- **Your assignment**
In the entries below, find the line with "ZacAttack: Yeah, this" and print exactly every line from there up to and including the line with "FelixGV: We've gotta do what we've gotta do 🤷", with no other lines.

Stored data

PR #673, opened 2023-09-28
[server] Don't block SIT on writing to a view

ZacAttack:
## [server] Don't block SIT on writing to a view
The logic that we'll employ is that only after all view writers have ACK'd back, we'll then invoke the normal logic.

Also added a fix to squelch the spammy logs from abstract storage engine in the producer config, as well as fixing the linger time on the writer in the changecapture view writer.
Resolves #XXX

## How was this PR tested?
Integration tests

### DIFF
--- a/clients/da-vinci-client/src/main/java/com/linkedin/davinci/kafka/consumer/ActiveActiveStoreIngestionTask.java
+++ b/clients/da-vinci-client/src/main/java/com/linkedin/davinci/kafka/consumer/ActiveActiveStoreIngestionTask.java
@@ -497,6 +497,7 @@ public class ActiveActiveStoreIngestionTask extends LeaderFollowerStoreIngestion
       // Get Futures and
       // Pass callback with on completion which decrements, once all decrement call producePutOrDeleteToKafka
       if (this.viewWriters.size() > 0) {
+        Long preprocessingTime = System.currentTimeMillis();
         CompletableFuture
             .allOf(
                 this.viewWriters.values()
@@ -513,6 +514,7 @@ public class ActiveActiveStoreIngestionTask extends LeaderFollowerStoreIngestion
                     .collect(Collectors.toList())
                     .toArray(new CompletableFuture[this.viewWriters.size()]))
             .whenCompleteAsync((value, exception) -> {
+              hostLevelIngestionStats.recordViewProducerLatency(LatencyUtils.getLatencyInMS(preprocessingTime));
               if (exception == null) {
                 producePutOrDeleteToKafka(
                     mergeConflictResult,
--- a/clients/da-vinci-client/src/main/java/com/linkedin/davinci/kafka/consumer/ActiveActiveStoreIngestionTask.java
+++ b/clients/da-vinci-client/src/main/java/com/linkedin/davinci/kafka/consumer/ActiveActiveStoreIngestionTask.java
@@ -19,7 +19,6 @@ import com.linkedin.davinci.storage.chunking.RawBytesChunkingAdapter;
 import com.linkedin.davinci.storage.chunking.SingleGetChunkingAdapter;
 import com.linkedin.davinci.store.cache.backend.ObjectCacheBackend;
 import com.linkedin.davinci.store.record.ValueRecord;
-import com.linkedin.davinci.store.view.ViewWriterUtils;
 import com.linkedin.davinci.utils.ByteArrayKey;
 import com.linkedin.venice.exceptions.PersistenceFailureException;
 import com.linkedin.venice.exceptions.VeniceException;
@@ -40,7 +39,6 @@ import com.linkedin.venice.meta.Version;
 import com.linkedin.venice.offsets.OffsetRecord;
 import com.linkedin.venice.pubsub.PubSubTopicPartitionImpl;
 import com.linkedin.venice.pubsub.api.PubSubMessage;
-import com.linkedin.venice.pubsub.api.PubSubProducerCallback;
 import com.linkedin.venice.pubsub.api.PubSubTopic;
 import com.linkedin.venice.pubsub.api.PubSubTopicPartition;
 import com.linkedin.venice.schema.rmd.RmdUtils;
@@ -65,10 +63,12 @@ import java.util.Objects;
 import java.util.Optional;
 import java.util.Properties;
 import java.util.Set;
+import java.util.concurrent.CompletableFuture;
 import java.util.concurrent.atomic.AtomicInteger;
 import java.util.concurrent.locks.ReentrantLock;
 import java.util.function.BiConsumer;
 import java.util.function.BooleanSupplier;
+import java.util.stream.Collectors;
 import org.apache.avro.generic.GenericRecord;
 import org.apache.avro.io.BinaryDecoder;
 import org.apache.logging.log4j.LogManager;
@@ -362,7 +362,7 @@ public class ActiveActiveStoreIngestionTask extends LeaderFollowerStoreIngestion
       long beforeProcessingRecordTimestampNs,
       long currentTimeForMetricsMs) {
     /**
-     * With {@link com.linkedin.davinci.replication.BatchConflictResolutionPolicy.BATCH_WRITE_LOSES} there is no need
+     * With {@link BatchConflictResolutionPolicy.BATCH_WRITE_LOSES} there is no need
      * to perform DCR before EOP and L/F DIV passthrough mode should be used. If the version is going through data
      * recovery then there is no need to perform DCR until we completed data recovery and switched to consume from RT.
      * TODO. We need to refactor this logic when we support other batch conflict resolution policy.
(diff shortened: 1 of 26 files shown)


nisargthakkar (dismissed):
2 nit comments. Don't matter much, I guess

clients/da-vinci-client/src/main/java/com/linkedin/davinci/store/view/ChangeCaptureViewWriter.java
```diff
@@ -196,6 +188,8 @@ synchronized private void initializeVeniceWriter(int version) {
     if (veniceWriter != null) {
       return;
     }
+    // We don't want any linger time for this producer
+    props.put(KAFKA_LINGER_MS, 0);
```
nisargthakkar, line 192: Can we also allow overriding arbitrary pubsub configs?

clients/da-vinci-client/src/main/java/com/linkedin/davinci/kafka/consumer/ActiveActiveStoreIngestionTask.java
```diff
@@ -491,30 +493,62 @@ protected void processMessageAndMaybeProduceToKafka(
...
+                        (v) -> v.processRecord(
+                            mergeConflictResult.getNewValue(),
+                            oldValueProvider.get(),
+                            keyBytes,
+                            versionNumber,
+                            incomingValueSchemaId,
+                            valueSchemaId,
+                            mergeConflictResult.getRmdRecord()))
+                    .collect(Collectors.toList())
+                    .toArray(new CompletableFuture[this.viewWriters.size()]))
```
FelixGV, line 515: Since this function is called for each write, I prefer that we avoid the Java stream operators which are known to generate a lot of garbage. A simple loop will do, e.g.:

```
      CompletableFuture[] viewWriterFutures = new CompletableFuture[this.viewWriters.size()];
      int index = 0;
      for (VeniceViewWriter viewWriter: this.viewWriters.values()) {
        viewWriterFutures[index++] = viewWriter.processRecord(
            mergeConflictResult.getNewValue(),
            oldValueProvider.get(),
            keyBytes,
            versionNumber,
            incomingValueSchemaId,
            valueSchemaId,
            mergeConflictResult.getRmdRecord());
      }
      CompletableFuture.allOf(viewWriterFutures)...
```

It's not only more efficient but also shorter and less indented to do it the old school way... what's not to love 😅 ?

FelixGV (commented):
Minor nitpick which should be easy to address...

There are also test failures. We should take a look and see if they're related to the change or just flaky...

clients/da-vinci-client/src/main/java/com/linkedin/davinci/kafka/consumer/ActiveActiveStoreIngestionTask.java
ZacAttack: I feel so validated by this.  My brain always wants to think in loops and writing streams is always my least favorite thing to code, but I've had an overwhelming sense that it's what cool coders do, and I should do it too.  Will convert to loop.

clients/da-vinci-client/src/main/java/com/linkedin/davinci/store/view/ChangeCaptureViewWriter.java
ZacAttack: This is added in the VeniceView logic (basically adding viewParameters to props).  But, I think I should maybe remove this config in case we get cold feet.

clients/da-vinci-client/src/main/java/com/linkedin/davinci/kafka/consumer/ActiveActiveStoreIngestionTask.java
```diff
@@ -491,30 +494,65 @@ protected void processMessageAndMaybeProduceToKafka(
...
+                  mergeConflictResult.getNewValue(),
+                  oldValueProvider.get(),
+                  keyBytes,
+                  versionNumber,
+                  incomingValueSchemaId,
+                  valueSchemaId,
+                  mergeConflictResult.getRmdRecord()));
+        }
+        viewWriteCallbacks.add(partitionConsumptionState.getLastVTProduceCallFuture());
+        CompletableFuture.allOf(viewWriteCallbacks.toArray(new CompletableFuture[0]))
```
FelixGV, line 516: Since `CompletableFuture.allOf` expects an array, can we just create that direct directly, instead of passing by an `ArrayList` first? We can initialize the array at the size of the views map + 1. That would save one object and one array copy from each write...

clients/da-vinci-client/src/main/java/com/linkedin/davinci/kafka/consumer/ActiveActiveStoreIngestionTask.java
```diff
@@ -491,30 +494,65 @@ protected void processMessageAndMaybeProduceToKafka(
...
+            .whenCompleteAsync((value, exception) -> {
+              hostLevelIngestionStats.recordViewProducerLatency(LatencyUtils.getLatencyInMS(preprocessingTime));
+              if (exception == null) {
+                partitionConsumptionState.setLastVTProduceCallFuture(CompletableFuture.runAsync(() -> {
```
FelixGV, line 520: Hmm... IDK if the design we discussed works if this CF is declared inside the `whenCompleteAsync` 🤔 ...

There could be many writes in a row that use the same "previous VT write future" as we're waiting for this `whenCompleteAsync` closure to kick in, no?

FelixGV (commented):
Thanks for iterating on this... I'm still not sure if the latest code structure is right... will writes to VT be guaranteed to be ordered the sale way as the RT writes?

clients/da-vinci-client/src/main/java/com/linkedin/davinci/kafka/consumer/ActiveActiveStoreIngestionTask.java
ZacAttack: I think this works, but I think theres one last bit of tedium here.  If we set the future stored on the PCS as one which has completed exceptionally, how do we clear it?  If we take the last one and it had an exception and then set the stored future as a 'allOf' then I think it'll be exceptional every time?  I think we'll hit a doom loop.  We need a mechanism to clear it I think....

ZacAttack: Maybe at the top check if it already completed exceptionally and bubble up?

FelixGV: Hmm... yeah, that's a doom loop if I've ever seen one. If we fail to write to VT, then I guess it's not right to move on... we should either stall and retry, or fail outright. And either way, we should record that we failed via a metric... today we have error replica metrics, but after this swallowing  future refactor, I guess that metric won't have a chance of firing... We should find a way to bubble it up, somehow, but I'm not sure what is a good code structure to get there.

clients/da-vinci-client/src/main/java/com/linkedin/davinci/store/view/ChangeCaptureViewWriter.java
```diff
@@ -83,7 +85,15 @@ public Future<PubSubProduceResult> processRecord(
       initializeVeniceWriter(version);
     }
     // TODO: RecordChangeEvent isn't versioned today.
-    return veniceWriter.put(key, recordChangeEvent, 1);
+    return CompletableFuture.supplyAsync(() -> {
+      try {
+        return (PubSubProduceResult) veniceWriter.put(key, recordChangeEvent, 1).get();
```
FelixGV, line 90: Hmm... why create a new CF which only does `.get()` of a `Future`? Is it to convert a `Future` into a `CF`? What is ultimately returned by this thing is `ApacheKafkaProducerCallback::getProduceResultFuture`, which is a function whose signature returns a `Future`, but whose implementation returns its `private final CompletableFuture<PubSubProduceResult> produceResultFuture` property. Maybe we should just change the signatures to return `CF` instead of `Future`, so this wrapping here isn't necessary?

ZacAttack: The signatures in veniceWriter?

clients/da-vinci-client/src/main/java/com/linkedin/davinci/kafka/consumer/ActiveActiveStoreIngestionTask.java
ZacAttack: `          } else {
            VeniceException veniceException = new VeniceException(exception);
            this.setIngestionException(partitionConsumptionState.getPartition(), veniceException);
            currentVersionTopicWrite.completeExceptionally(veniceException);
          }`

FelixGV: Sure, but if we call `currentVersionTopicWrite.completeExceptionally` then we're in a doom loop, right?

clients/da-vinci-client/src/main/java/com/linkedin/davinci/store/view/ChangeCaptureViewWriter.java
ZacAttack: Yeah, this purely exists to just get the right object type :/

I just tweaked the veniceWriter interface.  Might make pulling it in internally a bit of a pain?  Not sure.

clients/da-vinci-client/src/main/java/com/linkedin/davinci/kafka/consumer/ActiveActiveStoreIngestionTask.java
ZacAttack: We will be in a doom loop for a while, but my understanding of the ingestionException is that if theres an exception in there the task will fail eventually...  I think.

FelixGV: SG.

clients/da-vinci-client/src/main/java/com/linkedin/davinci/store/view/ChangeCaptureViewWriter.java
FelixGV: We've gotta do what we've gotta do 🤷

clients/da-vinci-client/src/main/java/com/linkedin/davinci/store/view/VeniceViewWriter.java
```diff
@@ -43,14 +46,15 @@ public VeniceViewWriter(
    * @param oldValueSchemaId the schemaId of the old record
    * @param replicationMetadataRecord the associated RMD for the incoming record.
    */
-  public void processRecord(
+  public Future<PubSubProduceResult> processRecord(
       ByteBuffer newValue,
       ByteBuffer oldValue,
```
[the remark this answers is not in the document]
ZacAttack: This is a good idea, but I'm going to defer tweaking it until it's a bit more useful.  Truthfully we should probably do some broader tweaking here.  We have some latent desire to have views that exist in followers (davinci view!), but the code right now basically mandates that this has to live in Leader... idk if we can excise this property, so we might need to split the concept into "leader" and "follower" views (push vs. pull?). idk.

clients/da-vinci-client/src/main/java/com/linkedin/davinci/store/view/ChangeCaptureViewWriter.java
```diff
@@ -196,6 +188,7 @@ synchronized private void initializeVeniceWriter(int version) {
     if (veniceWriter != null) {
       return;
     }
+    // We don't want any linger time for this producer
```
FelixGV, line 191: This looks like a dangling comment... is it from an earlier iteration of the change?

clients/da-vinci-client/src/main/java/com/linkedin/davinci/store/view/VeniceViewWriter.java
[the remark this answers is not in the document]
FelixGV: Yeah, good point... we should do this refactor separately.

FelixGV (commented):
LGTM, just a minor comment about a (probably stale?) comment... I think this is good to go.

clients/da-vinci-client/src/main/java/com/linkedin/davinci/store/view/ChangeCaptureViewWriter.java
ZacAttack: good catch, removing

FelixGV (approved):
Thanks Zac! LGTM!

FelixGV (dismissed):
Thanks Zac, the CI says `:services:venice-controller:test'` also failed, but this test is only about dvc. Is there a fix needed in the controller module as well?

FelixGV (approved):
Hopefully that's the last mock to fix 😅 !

- **Response box**
ZacAttack: Yeah, this purely exists to just get the right object type :/

I just tweaked the veniceWriter interface.  Might make pulling it in internally a bit of a pain?  Not sure.

clients/da-vinci-client/src/main/java/com/linkedin/davinci/kafka/consumer/ActiveActiveStoreIngestionTask.java
ZacAttack: We will be in a doom loop for a while, but my understanding of the ingestionException is that if theres an exception in there the task will fail eventually...  I think.

FelixGV: SG.

clients/da-vinci-client/src/main/java/com/linkedin/davinci/store/view/ChangeCaptureViewWriter.java
FelixGV: We've gotta do what we've gotta do 🤷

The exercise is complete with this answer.